Specifying directory of main and relevant sets
- Do change the target directory as per needed

In [18]:
# Specify the main directory
main_directory = os.getcwd() + '\\EATD-Corpus\\'

# Specify the directory to copy files to
target_trainset = os.getcwd() + '\\data\\training_set\\'
target_valiset = os.getcwd() + '\\data\\validation_set\\'
target_testset = os.getcwd() + '\\data\\testing_set\\'

Split data into 70-15-15 (Training-Validation-Testing)

In [19]:
# Create an element tagged to file order in directory and shuffle order to funnel to relevant folders
ntotal = 162
list = [i for i in range(1, 163)]
random.shuffle(list)

# Split data into 70% training, 15% validation and 15% testing
n_testdata = math.ceil(ntotal * 0.15)
n_validata = math.ceil(ntotal * 0.15)

train_data = list[n_validata+n_testdata:]
vali_data = list[:n_validata] 
test_data = list[n_validata:n_validata+n_testdata]

In [30]:
print(np.shape(list[n_validata+n_testdata:]))
print(train_data)
print(vali_data)

(112,)
[52, 79, 59, 69, 141, 48, 73, 146, 56, 61, 63, 68, 88, 6, 58, 54, 89, 39, 134, 43, 103, 33, 51, 7, 129, 55, 137, 24, 130, 81, 125, 105, 71, 18, 16, 112, 120, 40, 11, 67, 10, 131, 126, 151, 132, 70, 27, 150, 53, 158, 86, 97, 119, 162, 117, 91, 135, 62, 100, 127, 157, 92, 83, 64, 115, 93, 8, 45, 85, 65, 49, 109, 102, 107, 113, 114, 149, 29, 87, 21, 123, 124, 77, 90, 22, 121, 38, 41, 108, 144, 66, 60, 26, 111, 31, 35, 23, 138, 1, 99, 14, 80, 37, 139, 44, 78, 42, 128, 152, 133, 122, 104]
[72, 76, 46, 145, 116, 15, 156, 106, 32, 94, 3, 30, 140, 84, 20, 34, 50, 13, 5, 153, 101, 36, 17, 136, 95]

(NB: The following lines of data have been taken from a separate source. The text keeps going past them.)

PR #1075, opened 2026-08-26
fix(web): a user with zero Instagram accounts can get out of the setup wizard (#1071)

chrisrogers37:
## The defect

Step 0 required `instagramConnected` to advance, and its only satisfier was a Connect button calling `oauth-url/instagram` — **a route that does not exist**. The step was never completable.

#1070 removed that button, correctly: it was per-workspace against a per-source credential model and could not be wired as written. But that made the failure **silent** rather than fixing it — it used to 404, now it simply offers no way forward.

## The shape, and why this one

**Skip (option 1), not a conditional requirement.** Two reasons:

- Instagram genuinely is optional at onboarding — a user can connect later.
- **This file already answers "this step is optional" one way**, for the Drive step (`isSkippable = step === 1`). A second mechanism for the same question is how two answers drift apart. `OPTIONAL_STEPS` now names both instead of adding a parallel path.

## Two gates, not one — the part that would have bitten

`handleComplete` was disabled on the **same** `!instagramConnected` condition. Adding a skip alone would have let a user past step 1 and stopped them at step 7: the wall moved, not removed. Both go.

What stays: `Next` is still disabled without an account — Skip appears *precisely because* it is — and the progress dot (`isStepComplete`) and the summary row still report the step incomplete. The step is **optional, not pretended-complete**.

## Safe to complete without one — checked, not assumed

Funnel data directories from EATD-Corpus to relevant folders 

In [20]:

print(main_directory)
i = 1
# Loop through all folders in the main directory
for folder_name in os.listdir(main_directory):
    #Joins folder name with the main directory
    folder_path = os.path.join(main_directory, folder_name)
    folder_path = folder_path + '\\'

    # Check if the item in the directory is a folder
    if os.path.isdir(folder_path):
        target_folder = ""
        if (i in vali_data):
            target_folder = os.path.join(target_valiset, folder_name) 
        elif (i in test_data):
            target_folder = os.path.join(target_testset, folder_name)
        else:
            target_folder = os.path.join(target_trainset, folder_name)
        
        #Check if there is some issue segregating into target folder
        if target_folder == "":
            print("Problem with segregating data into target folder")
            break

        #If folder does not exist, make directory
        if not os.path.exists(target_folder):
            os.makedirs(target_folder)

        #Copy all files from data folder to target folder
        copy_tree(folder_path, target_folder)
        i += 1

print("Segregation Complete!")

c:\Users\benny\Desktop\Y4S1\Deep_Speech_Technology\Project\EATD-Corpus\


Segregation Complete!


## Step 2: Compile dataset information in CSV

Specify directory of datasets and import relevant libraries

In [21]:
import os
import csv

# Specify the main directory
main_data = os.getcwd() + '\\data\\'

# Specify the directory to copy files to
target_trainset = os.getcwd() + '\\data\\training_set\\'
target_valiset = os.getcwd() + '\\data\\validation_set\\'
target_testset = os.getcwd() + '\\data\\testing_set\\'

# Label file
label_file = 'new_label.txt'
# Types of responses in each folder
responses = ['negative_out.wav', 'neutral_out.wav', 'positive_out.wav']

In [22]:
# Function to list all folders in a directory
def list_files(directory):
    folders = []
    for f in os.listdir(directory):
        if os.path.isdir(os.path.join(directory, f)):
            # Get label from label file
            label = 0
            label_input = os.path.join(directory, f, label_file)
            if os.path.isfile(label_input):
                with open(label_input, 'r') as input_txtf:
                    score = float(input_txtf.read().strip())
                    if score >=53:
                        label = 1 
            else:
                    raise Exception("File not found: " + label_input)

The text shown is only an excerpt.